---------- Information provided ----------

PR #2705, opened 2021-03-31
feat: #2701 save inbound didexchange.Request envelope media type into connection record

llorllale:
closes #2701 

Note on implementation: 

This change could have been less disruptive if we simply handled this as a special case and add a new method to the didexchange protocol service. There is already a special case [here](https://github.com/hyperledger/aries-framework-go/blob/a4113ebda7e3e6a1918415960b09a309d86b19d3/pkg/framework/context/context.go#L181) for performance reasons; adding a new method and calling it will also make it a special case from a functional perspective. This did not sound quite right and instead I chose to refactor `HandleInbound` to accept a general purpose holder of the DIDComm context such that in the future additional cross-cutting properties can be added as needed without affecting function signatures.

### DIFF
--- a/pkg/didcomm/common/service/messenger.go
+++ b/pkg/didcomm/common/service/messenger.go
@@ -6,6 +6,9 @@ SPDX-License-Identifier: Apache-2.0
 
 package service
 
+// DIDCommContextEnvelopeMediaTypeKey is DIDCommContext property key holding the DIDComm envelope's media type.
+const DIDCommContextEnvelopeMediaTypeKey = "DIDCommContextEnvelopeMediaType"
+
 // DIDCommMsg describes message interface.
 type DIDCommMsg interface {
 	ID() string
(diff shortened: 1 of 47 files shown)


pkg/didcomm/common/service/messenger.go
```diff
@@ -6,6 +6,9 @@ SPDX-License-Identifier: Apache-2.0
 
 package service
 
+// DIDCommContextEnvelopeMediaTypeKey is DIDCommContext property key holding the DIDComm envelope's media type.
+const DIDCommContextEnvelopeMediaTypeKey = "DIDCommContextEnvelopeMediaType"
```
Baha-sk, line 10: will MediaType represent the envelope `typ`only or a combination of envelope `typ` + payload `cty`?

pkg/didcomm/common/service/messenger.go
```diff
@@ -55,7 +97,7 @@ type Messenger interface {
 type MessengerHandler interface {
 	Messenger
 	// HandleInbound handles all inbound messages
-	HandleInbound(msg DIDCommMsgMap, myDID, theirDID string) error
+	HandleInbound(msg DIDCommMsgMap, ctx DIDCommContext) error
```
soluchok, line 100: It would be better just to use build-in context with values.
```
HandleInbound(ctx, msg)
```

Baha-sk (approved):

fqutishat (approved):

pkg/didcomm/common/service/messenger.go
llorllale: @Baha-sk as per the RFCs, the **envelope's** media type determines both the `typ` and the `cty` values.

PR #2711, opened 2021-04-02
feat: implement new document loader for JSON-LD contexts

### LINKED ISSUE #2648: Implement document loader for JSON-LD contexts
Requirements:
* contexts should be stored in the persistent storage
* support for adding/removing contexts
* option for network being enabled or disabled (default)

Related issues:
* Update jsonld contexts that are pre-loaded by the framework (#2489)
* VC allowed/trusted JSON-LD contexts (#1325)
* DID allowed/trusted JSON-LD contexts (#1326)
* LD Signatures allowed/trusted JSON-LD contexts (#1341)

aholovko:
New document loader is an implementation of [ld.DocumentLoader](https://github.com/piprate/json-gold/blob/0b11d17575f79f1a359b0dca0ed32dc8ca86ddc9/ld/document_loader.go#L48) interface backed by storage.

There is no explicit caching support - whether caching is used or not is determined by the underlying storage (ie. use `cachedstore` from the framework to get caching capabilities).

Network support (fetching context from the remote URL if it's not found in the underlying storage) can be enabled using `WithRemoteDocumentLoader()` option upon loader creation. The [one from json-gold](https://github.com/piprate/json-gold/blob/0b11d17575f79f1a359b0dca0ed32dc8ca86ddc9/ld/document_loader.go#L54) can be used here.

`AddDocument` from the [old loader](https://github.com/hyperledger/aries-framework-go/blob/4f5a32ec42c7587198126398085153df5c600b7e/pkg/doc/jsonld/document_loader.go#L64) is not going to be supported as it encourages to add new documents at the later stages (and the idea is to have a loader with all needed documents already pre-populated during startup).

Default contexts are embedded into Go binary and can be preloaded using `WithContexts(jsonld.DefaultContexts...)` during loader creation.

Closes #2648


pkg/doc/jsonld/context/preload/trustbloc_credentials_v1.jsonld
```diff
@@ -0,0 +1,56 @@
+{
```
troyronda, line 1: This context shouldn't exist - use https://w3id.org/security/jws/v1

pkg/doc/jsonld/context/importer.go
```diff
@@ -0,0 +1,144 @@
...
+	}
+
+	return &Importer{store: store}, nil
+}
+
+func importContexts(store storage.Store) error {
+	var ops []storage.Operation
+
+	for u := range contexts {
+		c, err := readContextDocument(contexts[u].path)
```
troyronda, line 68: this seems to imply that the binary would need to be distributed with these files in a relative path?

pkg/doc/jsonld/context/importer.go
```diff
@@ -0,0 +1,144 @@
...
+	for i := range opts {
+		opts[i](importerOpts)
+	}
+
+	store, err := storageProvider.OpenStore(importerOpts.contextDBName)
+	if err != nil {
+		return nil, fmt.Errorf("open store for context DB: %w", err)
+	}
+
+	if importerOpts.preloadContexts {
```
troyronda, line 55: Suggest adding some comments that these preloaded contexts are embedded in the compilation.

pkg/doc/jsonld/context/importer.go
```diff
@@ -0,0 +1,144 @@
...
+
+		b, err := json.Marshal(remoteDocument)
+		if err != nil {
+			return fmt.Errorf("marshal remote document: %w", err)
+		}
+
+		ops = append(ops, storage.Operation{Key: u, Value: b})
+	}
+
+	if err := store.Batch(ops); err != nil {
```
troyronda, line 86: I assume if a context is already loaded into the DB then it is overwritten?

Note: We will have new contexts to load overtime so I think importer will logically be run on a fresh storage AND on version upgrades. We will need to add missing or updated contexts on these upgrades.

pkg/doc/jsonld/context/importer.go
```diff
@@ -0,0 +1,144 @@
...
+	"fmt"
+
+	"github.com/piprate/json-gold/ld"
+
+	"github.com/hyperledger/aries-framework-go/pkg/common/log"
+	"github.com/hyperledger/aries-framework-go/spi/storage"
+)
+
+const (
+	DefaultContextDBName = "ContextsDB"
```
troyronda, line 22: Not sure about the "DB" suffix - if we are worried about uniqueness, I suppose we could include jsonld (or similar) in the name.

pkg/doc/jsonld/context/contexts.go
```diff
@@ -0,0 +1,35 @@
...
+		path:        "preload/security_v2.jsonld",
+	},
+
+	"https://w3id.org/security/jws/v1": {
+		documentURL: "https://w3c-ccg.github.io/lds-jws2020/contexts/v1/",
+		path:        "preload/lds-jws2020_v1.jsonld",
+	},
+
+	"https://w3id.org/security/bbs/v1": {
+		documentURL: "https://w3c-ccg.github.io/ldp-bbs2020/contexts/v1/",
```
troyronda, line 32: use the canonical URL (not the redirected one): https://w3id.org/security/bbs/v1

pkg/doc/jsonld/context/contexts.go
```diff
@@ -0,0 +1,35 @@
...
+		path:        "preload/security_v1.jsonld",
+	},
+
+	"https://w3id.org/security/v2": {
+		documentURL: "https://w3c-ccg.github.io/security-vocab/contexts/security-v2.jsonld",
+		path:        "preload/security_v2.jsonld",
+	},
+
+	"https://w3id.org/security/jws/v1": {
+		documentURL: "https://w3c-ccg.github.io/lds-jws2020/contexts/v1/",
```
troyronda, line 27: use the canonical URL (not the redirected one): https://w3id.org/security/jws/v1

pkg/doc/jsonld/context/contexts.go
```diff
@@ -0,0 +1,35 @@
...
+
+// contexts contains a list of JSON-LD context documents that should be preloaded into DB.
+var contexts = map[string]contextDocument{
+	"https://w3id.org/security/v1": {
+		documentURL: "https://w3c-ccg.github.io/security-vocab/contexts/security-v1.jsonld",
+		path:        "preload/security_v1.jsonld",
+	},
+
+	"https://w3id.org/security/v2": {
+		documentURL: "https://w3c-ccg.github.io/security-vocab/contexts/security-v2.jsonld",
```
troyronda, line 22: use the canonical URL (not the redirected one): https://w3id.org/security/v2

pkg/doc/jsonld/context/contexts.go
```diff
@@ -0,0 +1,35 @@
...
+
+type contextDocument struct {
+	documentURL string
+	path        string
+}
+
+// contexts contains a list of JSON-LD context documents that should be preloaded into DB.
+var contexts = map[string]contextDocument{
+	"https://w3id.org/security/v1": {
+		documentURL: "https://w3c-ccg.github.io/security-vocab/contexts/security-v1.jsonld",
```
troyronda, line 17: use the canonical URL (not the redirected one): https://w3id.org/security/v1

pkg/doc/jsonld/context/importer.go
DRK3: Note that `Put` or `Batch` will overwrite data.

Baha-sk (approved):

troyronda:
We should note that the loaded documents can change during run-time. @aholovko @sudeshrshetty @rolsonquadras @fqutishat 

what should happen in the framework usage:
- base common documents are pre-loaded (as I see in this PR).
- Additional contexts are available from storage. These additional contexts are intended to be available across restarts.
- API provided to add/remove additional contexts into storage. There should also be bindings for our controllers (e.g., REST/JS/...).
- When an API is used to add/remove contexts in storage, these should be applied without restarting the framework.

aholovko:
> We should note that the loaded documents can change during run-time. @aholovko @sudeshrshetty @rolsonquadras @fqutishat @Baha-sk @llorllale
> 
> what should happen in the framework usage:
> 
> * base common documents are pre-loaded (as I see in this PR).
> * Additional contexts are available from storage. These additional contexts are intended to be available across restarts.
> * API provided to add/remove additional contexts into storage. There should also be bindings for our controllers (e.g., REST/JS/...).
> * When an API is used to add/remove contexts in storage, these should be applied without restarting the framework.

the missing part is API and controller for adding/removing contexts when framework is running - I am working on that

pkg/doc/jsonld/default_contexts.go
```diff
@@ -0,0 +1,39 @@
...
+// embedFS contains JSON-LD context documents from the "contexts" folder.
+//go:embed contexts/*.jsonld
+var embedFS embed.FS //nolint:gochecknoglobals
+
+// DefaultContexts contains a list of context documents embedded into Go binary. They can be preloaded into
+// the underlying storage using jsonld.WithContexts() option upon loader creation.
+// TODO: Update with more default contexts.
+var DefaultContexts = []ContextDocument{ //nolint:gochecknoglobals
+	{
+		URL:         "https://w3id.org/security/v1",
```
troyronda, line 20: Note: this is the important URL - this is the one that shows up in the documents.

pkg/doc/jsonld/contexts/bbs2020.jsonld
```diff
@@ -0,0 +1,93 @@
+{
```
troyronda, line 1: TODO: might want to more clearly indicate that these are embed data in the directory structure.

troyronda (approved):

PR #2720, opened 2021-04-09
feat:add ECDSA vdr keys in DIDExchange

Baha-sk:


pkg/didcomm/protocol/didexchange/states.go
```diff
@@ -559,6 +555,99 @@ func (ctx *context) getDIDDocAndConnection(pubDID string, routerConnections []st
...
+
+		if !ok {
+			return "", errors.New("keyType is not kms.KeyType")
+		}
+
+		return keyType, nil
+	}
+
+	return "", errors.New("keyType option is needed for empty didDoc.VerificationMethod")
+} */
```
Baha-sk, line 603: a follow up pr will be created to add key vdr tests for keys other than Ed25519 and add default keys creation in Aries by specifying the key type where this code will be uncommented/used.

fqutishat (approved):

pkg/didcomm/dispatcher/outbound.go
```diff
@@ -22,6 +22,12 @@ import (
 	"github.com/hyperledger/aries-framework-go/pkg/vdr/fingerprint"
 )
 
+/* const (
+	legacyMediaType			 = "JWM/1.0"
+	didCommV1MediaType       = "application/didcomm-enc-env"
+	didCommV2MediaType       = "application/didcomm-encrypted+json"
+) */
+
```
DRK3, line 30: Did you intend to keep this commented out code here?

DRK3 (approved):
One comment to double check

pkg/didcomm/dispatcher/outbound.go
Baha-sk: yes. this is not ready to be used for now, it will be uncommented when encryption keys and packer selection based on MediaType is done, in a future pr.

PR #2726, opened 2021-04-12
Add resolving DID Document in VDR Registry when generating presentation by id.

msjeong482:
**Title:**
Add resolving DID Document in VDR Registry.

**Summary:**
When generating a presentation by ID, DID Documents are searched only in local storage, so even though DID Documents are in the VDR Registry, the process of storing DID Documents in local storage should have been additionally performed.
So, I added the process of finding DID Document in VDR Registry.


pkg/controller/command/verifiable/command.go
```diff
@@ -711,16 +711,24 @@ func (o *Command) GeneratePresentationByID(rw io.Writer, req io.Reader) command.
 		return command.NewValidationError(GeneratePresentationByIDErrorCode, fmt.Errorf("get vc by id : %w", err))
 	}
 
-	doc, err := o.didStore.GetDID(request.DID)
+	var didDoc *did.Doc
```
sudeshrshetty, line 714: I think it should be other way around. If someone caches DID then local storage should be looked first.

msjeong482: Thank you for sharing your good opinion. If the DID is cached, it has been modified to look in the local storage first.

I have an additional question.
When I look into the parts of DID search in many protocols, I look into the VDR Registry first, and if not, look into local storage. (I also referred to that part.)
Does this need to be modified?

sudeshrshetty (approved):

fqutishat (approved):

pkg/controller/command/verifiable/command.go
sudeshrshetty: @msjeong482 looks good to me now. Please rebase so that we can merge this PR.

fqutishat:
@msjeong482 please squash your commits to one commit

----------

What the task requires - Checking the material above line by line, count those that include the string "path". Give the number alone.

Your solution - 8